The allocation cost is the signal, not throughput.
**checked_round_trip benches** are only registered when compiled with
`--features checksum`. Without that feature the bench group is absent (not an
error).
---
## 5. Adding a new bench
1. Copy the closest existing bench file as a starting point.
2. Add a `[[bench]]` entry to the root `Cargo.toml` with `harness = false`:
```toml
[[bench]]
name = "my_new_bench"
harness = false
```
3. Register the bench function with `criterion_group!` and `criterion_main!`.

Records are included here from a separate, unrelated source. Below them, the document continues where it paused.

Issue #87, opened 2014-02-02
Replacement of librarian-puppet with local sources


ironpinguin:
Hi,

we use also local resources in our project for modules where are managed with the rest of the application code in a git repository.
To migrate our project to r10k we need the possibility to define modules with the :path argument.

I start to implement this in a fork. It will be nice if you use this new module from my pull request.

Ciao
Michele

adrienthebo:
This seems like a reasonable thing to include. Could you provide some use cases/motivations for how you use this feature and examples for how others could use it?

bvis:
Hi,

We are using this feature as well, this is very useful when you are trying to develop a puppet module and you do not want to publish it still to forge.

It is very useful to force the usage of a particular revision in the repo instead.

walidshaari:
yes with the lack of standardising how you can have an internal forge right now (e.g. pulp vs. django-forge,..etc) that would be a good quick solution to the development use case.

PR #88, opened 2014-02-02
Port of librarian-puppet local sources

ironpinguin:
See Issue #87 :-)


adrienthebo:
We merged a separate implementation of local sources that was geared at protecting modules check in to the r10k control repository; unfortunately that pull request has superseded this pull request. In addition using the `:path` symbol presents a potential conflict with a possible `:path` option for Git modules, so I don't want to incorporate code that will conflict with future designs. I'm closing this out; sorry for the delay in feedback and apologies for not being able to merge this.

4. Use `group.throughput(Throughput::Bytes(n))` for size-keyed benches;
`group.throughput(Throughput::Elements(n))` for element-count-keyed benches
(iterators, collections).
5. Wrap all bench inputs and outputs in `std::hint::black_box(...)` to prevent
the compiler from optimising away the work.
---
## 6. CI note
Benchmarks are **not run in CI** (per project policy — only `pypi-publish.yml` /
`npm-publish.yml` workflows are permitted in `.github/workflows/`). All bench
runs are on-demand local tools. Do not add bench invocations to CI yaml files.